Consider a situation where a SMSF has entered an LRBA to acquire a real property and the value of that property falls significantly. Imagine if the LVR was high, as many were before the new “safe harbour” provisions and the lending banks were encouraged by the RBA and the Government to tighten up on lending in these arrangements by limiting the loan to a lower LVR (that is more equity contribution by the borrowing SMSF). Further imagine that the Fund lacked asset diversity with the property being its only asset.

The property spruiker probably sold the arrangement as being ideal for the trustees’ retirement planning. They will enter retirement with their SMSF changing from accumulation to pension phase with no tax being applied to the rental income from the fund’s property (and no tax deductibility for the interest on the borrowings) and no CGT when the property is eventually sold. Property, they were told, is a solid gold investment and the value of the fund’s property will rise consistently throughout the members’ retirement.   

POP! – the bubble bursts.

The market value of the fund’s only asset goes down, or worse, the tenant vacates and the property is not relet for some considerable time and at a much lower rental. Contributions cannot be made by the fund’s members because they have retired, are over 70 years old and are not working. 

The fund cannot provide them with their pension income. Repayments towards the LRBA cannot be made. The lending bank enforces its rights under the arrangement and forces the sale of the property below its cost value. The fund now has no assets to contribute towards the members’ retirement income. The bank succeeds in enforcing the personal guarantees given by the fund’s trustees. They must seek other means to pay the bank for the shortfall on the sale of the fund’s property under the LRBA. If they have no other avenue to meet the bank’s request, they are in deep financial trouble. If only they had planned an exit strategy!

Are we likely to see situations like this coming because of a decline in property prices?

Absolutely.

As auditors, we are already seeing stress caused by the significant reduction in investment property values resulting from the end of the mining boom and apartments being purchased off plan where the completed values are less than the contracted costs.

The real problem occurs when the income stream from the rental of the property ceases.
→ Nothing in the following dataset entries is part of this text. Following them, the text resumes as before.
PR #8414, opened 2025-05-05
buildbot_worker: add type annotations

tdesveaux:
Should probably wait on #8411 for ruff checks, and #8410 since I used mypy 1.15.0 locally.

I started by ... doing it by hand, but quickly lost my mind and went looking for auto-typing tools for at least the basic stuff.

Ended up with a process of:
- [autotyping](https://pypi.org/project/autotyping/) with `--aggressive` for basic simple typing.

- [MonkeyType](https://pypi.org/project/MonkeyType)
  - `monkeytype run `which trial` -x buildbot_worker` as the runtime 'source' for types
  - `monkeytype apply {MODULE}`

- then manually post-process stuff like `InlineCallbackType`
- and finally, a loop of `ruff format && ruff check && mypy worker/buildbot_worker/`, fixing remaining errors

(NOTE: I also tried [auto-type-annotate](https://pypi.org/project/auto-type-annotate/) but gave up as it needs a basic mypy to run without errors).

As for changes, I limited myself (as much as possible) to NOT change the code.
Using `cast` or `assert` (when the code would also fails without the assert) when needed. Introducing some basic type aliases when it made sense.
Added some `# [TODO|FIXME]: ` when encountering an obvious issue.

It's not perfect at all and probably introduce typing mistakes, but my goal was to setup a base typing so that improvement can be then added.
It seems acceptable to me as annotations have no runtime impacts.

Apologize for the lack of consistency between the commits (some update only tests, some do class+tests, some do multiple classes, ...). The whole process was somewhat mentally taxing, BUT feel free to bring up anything that would improve the review experience (split in multiple PRs, re-split commits, or anything else).

## Contributor Checklist:


p12tic:
amazing work. I think it makes sense to split the PR into smaller changes which can land one by one.

p12tic:
Rebased.

worker/buildbot_worker/commands/transfer.py
```diff
@@ -162,7 +181,7 @@ def _writeBlock(self):
             if self.stderr is None:
                 self.stderr = f'Maximum filesize reached, truncating file \'{self.path}\''
                 self.rc = 1
-            data = ''
+            data = b''
```
p12tic, line 184: should live in separate commit

worker/buildbot_worker/commands/utils.py
```diff
@@ -44,14 +44,12 @@ def getCommand(name):
 
 # this just keeps pyflakes happy on non-Windows systems
 if runtime.platformType != 'win32':
-    WindowsError: type | None = RuntimeError
```
p12tic, line 47: Should live in separate commit

p12tic (approved):

tdesveaux:
PR split into multiple to ease review.
PRs can be found here: https://github.com/buildbot/buildbot/pulls?q=is%3Apr+author%3Atdesveaux+buildbot_worker%3A+add+type+annotations+part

What lessons can be learnt?

The provisions of SIS are designed to accumulate and safeguard superannuation savings to the extent possible.

We must ensure that the basic requirements of SIS apply to all superannuation funds, including SMSFs.
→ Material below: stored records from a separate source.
PR #8418, opened 2025-05-10
ruff: provide context on ignore TC006 runtime-cast-value

tdesveaux:
requires #8411

https://docs.astral.sh/ruff/rules/runtime-cast-value/

extracted from #8411 to discuss whether it's beneficial or not.

See:
- https://github.com/buildbot/buildbot/pull/8411#pullrequestreview-2828142875
- https://github.com/buildbot/buildbot/pull/8411#issuecomment-2866422547

## Contributor Checklist:

### DIFF
--- a/pyproject.toml
+++ b/pyproject.toml
@@ -36,6 +36,9 @@ target-version = "py38"
         "RUF012", # mutable-class-default
         "RUF017", # quadratic-list-summation (only used in one case, where didn't like the outcome: https://github.com/buildbot/buildbot/pull/8081)
 
+        # See: https://github.com/buildbot/buildbot/pull/8418#issuecomment-2869007629
+        # quoted types in cast should be considered on a case by case basis
+        # rather than enforced.
         "TC006", # runtime-cast-value
     ]
 


p12tic:
Rebased

p12tic:
In reply to https://github.com/buildbot/buildbot/pull/8411#issuecomment-2866422547:

I don't like TC006 because it's ugly. Some IDE's won't support the code completions in the types within string within cast. They are inconsistent with all the annotations which don't use strings. With regards to performance benefits - I think if we start thinking about performance in such places, then Python was wrong language for the job :-) A lot of code will be 10-100x faster if it was rewritten to Rust or C++.

So I think it's best to write the simplest and most readable code without thinking about performance too much and revisit only if certain code path is deemed a hot path.

Regarding failures on older Python versions, I agree that types in strings are appropriate for buildbot worker because it supports older Python.

tdesveaux:
I agree the performance is bit of a non argument, it seemed to be the base reason of this rule, so mentioned it.

A bigger argument IMHO is to remove the need to import some types from runtime, moving them to TYPE_CHECKING blocks.
So, since some of the casts need to be strings for this reason or because of Generics in older pythons. Forcing all casts to use string for consistency make sense.

But I understand your argument, I'll update the PR to simply comment why the rule is ignored.

p12tic:
I agree that there _are_ arguments for using string. But it's ugly. I don't know, maybe I just don't like it personally and will need time to adjust. I didn't like black formatting at the start either :-) We will see. Enabling TC006 and reformatting the codebase is something like 2 minutes of work, so we can defer it until we see what's the final impact once the codebase is completely typed.

tdesveaux:
> I agree that there _are_ arguments for using string. But it's ugly. I don't know, maybe I just don't like it personally and will need time to adjust. I didn't like black formatting at the start either :-) We will see. Enabling TC006 and reformatting the codebase is something like 2 minutes of work, so we can defer it until we see what's the final impact once the codebase is completely typed.

No worries, I think your opinion is fair, and ultimately, you are the maintainer and have to live with these changes, so it's 100% your call.

I updated the changes to only add a comment explaining why this rule is disabled. Let me know if you have feedback on it.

  • The conduct of a superannuation fund is for the sole purpose of the provision of retirement benefits.
  • The trustees must establish and comply with an investment strategy which considers, amongst other things such as insurance, asset diversity (which can also include the members’ assets outside of superannuation), sufficient liquidity to ensure that the Fund can afford to pay for its liabilities, including meeting its pension and LRBA liabilities as well as pay members’ other benefits when they fall due.
  • Detailed documentation regarding all arrangements must be permanently maintained.

Sound planning should also consider an exit strategy, particularly if the fund’s trustees, after having considered asset diversity, elect to be satisfied with a single asset purchased via an LRBA. The exit strategy considers what steps to take should things go wrong. What if the asset value declines? What do we do if the rental income stops and we cannot contribute to the fund to enable its liabilities to be met? What assets and financial abilities do we have outside the superannuation fund?

We superannuation auditors must always maintain a healthy scepticism in all aspects of our audit responsibilities. This scepticism must extend towards investments such as those enabled by an LRBA, even though we are not investment advisers to the Fund or required to comment whether the Fund’s investments are good or bad.

We must measure the conduct of the fund, within the context of our audit, against the requirements of SISA and SISR and advise the trustees of any breaches or potential breaches.

We can, however, alert our trustee clients to the fact that, if things look to be turning ugly, they may consider seeking qualified professional advice.